> **PROBLEM REQUIREMENTS**: Copy each line from the records below in which the word "that" is found.

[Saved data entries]

PR #74, opened 2018-06-08
Correct handling of status() for reparse point when it is not a symlink.

stima:
When the path is Windows Reparse Point and it is not a symlink return status as reparse_file, otherwise resolve symlink and return status as regural_file with attributes of resolved file.

### DIFF
--- a/.travis.yml
+++ b/.travis.yml
@@ -270,7 +270,9 @@ matrix:
       env: TOOLSET=clang COMPILER=clang++ CXXSTD=03,11,14,1z
 
 install:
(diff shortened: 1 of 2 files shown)


stima:
Hello guys, is the any changes to have it reviewed and committed?

stima:
Hi guys, any updates?

Flamefire:
As I'm working on something related: What exactly is the problem you fixed here? Do you have a testcase that fails? Can you add that to the tests?

stima:
Hi. I will create test soon.

PR #75, opened 2018-06-12
Create u8path and u8string function

ken2812221:
u8path and u8string are C++17 functions, but they are not in boost. So I create it


Empact:
How about a test?

PR #78, opened 2018-07-14
path.hpp: Unify coding style of path_traits::convert() calls

datadiode:


Empact:
These are all relative to `begin()`, and dereferencing `begin()` is valid so long as the string is not `empty()`. Guards are in place here, so it seems the existing code is fine.

datadiode:
Empact, you are right. I don't know why vc140 gave me an assertion in `path::string()`. I drew a wrong conclusion which falsely implied that `+` evaluated before `&*`, which would have lead to dereferencing `begin() + size()`. Using `c_str()` instead of `begin()` might still be considered preferable as it is less tricky, and in accordance with all the other calls to `path_traits::convert()` which exist in the same file.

> **TASK OUTPUT**:
As I'm working on something related: What exactly is the problem you fixed here? Do you have a testcase that fails? Can you add that to the tests?
Empact, you are right. I don't know why vc140 gave me an assertion in `path::string()`. I drew a wrong conclusion which falsely implied that `+` evaluated before `&*`, which would have lead to dereferencing `begin() + size()`. Using `c_str()` instead of `begin()` might still be considered preferable as it is less tricky, and in accordance with all the other calls to `path_traits::convert()` which exist in the same file.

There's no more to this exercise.